“For all practical purposes, we can never secure or trust the … endpoint participants in any computing environment.”
Amit Yoran, president of RSA, keynote speaker of RSA 2015 conference
The real message of the quote above is that minor and major security incidents are already part of an average day. Sony, Ashley Madison, Target, Uber and NSA are only a small snippet of those organizations that have suffered a very serious data breach recently. These stories also confirm the fact that attackers are, and will always be, ahead of us. It’s not a matter of if these attackers will infiltrate our network. If our data is valuable enough for them, they will keep on trying until they get in – or they are already inside.

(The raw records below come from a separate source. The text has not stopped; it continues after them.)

PR #1621, opened 2025-06-16
feat: add support for accountId in imds

smilkuri:
*Issue #, if available:*
Internal JS-5966

*Description of changes:*

This PR adds support for version 2.1 of the IMDS credentials provider. With this update, the provider can now retrieve credentials that include an account ID. 

To support this functionality, the credentials provider first attempts to access the extended API endpoint, which ends with `-extended`. If this endpoint returns a 404, the provider falls back to the legacy API endpoint—the same one used in the IMDS credentials provider v2.0.

This "try extended API, then fall back to legacy API" pattern is applied to both retrieving the IMDS instance profile name and fetching credentials. 
Only the extended API can return credentials that include an account ID.

The PR also made the following IMDS credentials providers options configurable:

- `Disable IMDS credentials fetching`
- `IMDS instance profile name`

Both options can be configured via environment variables or a shared config file, with environment variables taking precedence over the config file.

ToDo:

- Add support for feature Id tracking 

---


packages/credential-provider-imds/src/fromInstanceMetadata.spec.ts
```diff
@@ -1,15 +1,18 @@
+import { loadConfig } from "@smithy/node-config-provider";
 import { CredentialsProviderError } from "@smithy/property-provider";
 import { afterEach, beforeEach, describe, expect, test as it, vi } from "vitest";
 
 import { InstanceMetadataV1FallbackError } from "./error/InstanceMetadataV1FallbackError";
-import { fromInstanceMetadata } from "./fromInstanceMetadata";
+import { checkIfImdsDisabled, fromInstanceMetadata } from "./fromInstanceMetadata";
+import * as fromInstanceMetadataModule from "./fromInstanceMetadata";
```
kuhe: use explicit imports instead of `*`

packages/credential-provider-imds/src/fromInstanceMetadata.spec.ts
```diff
@@ -49,18 +52,22 @@ describe("fromInstanceMetadata", () => {
...
     secretAccessKey: mockImdsCreds.SecretAccessKey,
     sessionToken: mockImdsCreds.Token,
     expiration: new Date(mockImdsCreds.Expiration),
+    accountId: mockImdsCreds.AccountId,
   });
 
   beforeEach(() => {
     vi.mocked(staticStabilityProvider).mockImplementation((input) => input);
     vi.mocked(getInstanceMetadataEndpoint).mockResolvedValue({ hostname } as any);
+    vi.mocked(loadConfig).mockReturnValue(() => Promise.resolve(false));
```
kuhe, line 72: this is hard to understand because the mock is too broad. What config property is being targeted by this mock return value?

Can the mock be made more specific so we can tell what config property it is trying to intercept?

packages/credential-provider-imds/src/fromInstanceMetadata.spec.ts
```diff
@@ -72,6 +79,65 @@ describe("fromInstanceMetadata", () => {
     vi.resetAllMocks();
   });
 
+  it("returns no credentials when AWS_EC2_METADATA_DISABLED=true", async () => {
+    vi.mocked(loadConfig).mockReturnValueOnce(() => Promise.resolve(true));
```
kuhe: same as above: mock is too broad

packages/credential-provider-imds/src/fromInstanceMetadata.spec.ts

One of the key points of the success of attackers is that corporations have several blind spots in their IT environment. There is a common theme in most of these so-called blind spots: the activities connected to them appear absolutely normal in 99.99% of the cases – but although sometimes it seems that monitoring these potential security holes is infeasible, the experience of the last years prove that the most serious data breaches and security incidents originate from these security holes.
Top 8 most dangerous blind spots of IT security
- 0-day & 0-hour threats
- Lateral movement inside the network
- Shadow IT
- Business applications
- Shared accounts
- Database manipulation
- Scripts running on personal accounts
- File servers & file transfers
0-day & 0-hour threats
According to Symantec’s annual Internet Threat Security Report, 24 new 0-day vulnerabilities emerged in 2014, and the top 5 of them were left unpatched for a total of 295 days, compared to a total vulnerability window of 19 days in 2013. 0-day threats could be public enemy nr. 1 of IT security – every CISO knows how dangerous they can be to his or her protected IT infrastructure. Since threat prevention is very difficult and challenging using the current 0-day protection solutions, it is highly recommended to apply alternative forms of defense in the network.

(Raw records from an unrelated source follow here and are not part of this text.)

PR #1624, opened 2025-06-20
fix: criteria for event stream member detection

kuhe:
corrects the criteria from https://github.com/smithy-lang/smithy-typescript/pull/1623

http payload trait is not required and the member itself will not have the streaming trait.


smithy-typescript-codegen/src/main/java/software/amazon/smithy/typescript/codegen/integration/EventStreamGenerator.java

Lateral movement inside the network
Most monitoring solutions focus on authenticated logins to the company’s IT system, not considering when an attacker might have compromised an employee’s trusted credentials and infiltrated the network. In this case, the attacker can freely move in the system for months. According to research by Ponemon and IBM, 90% of recent data breaches went undetected for over 3 months, which means IT security solutions shouldn’t concentrate only on authentication.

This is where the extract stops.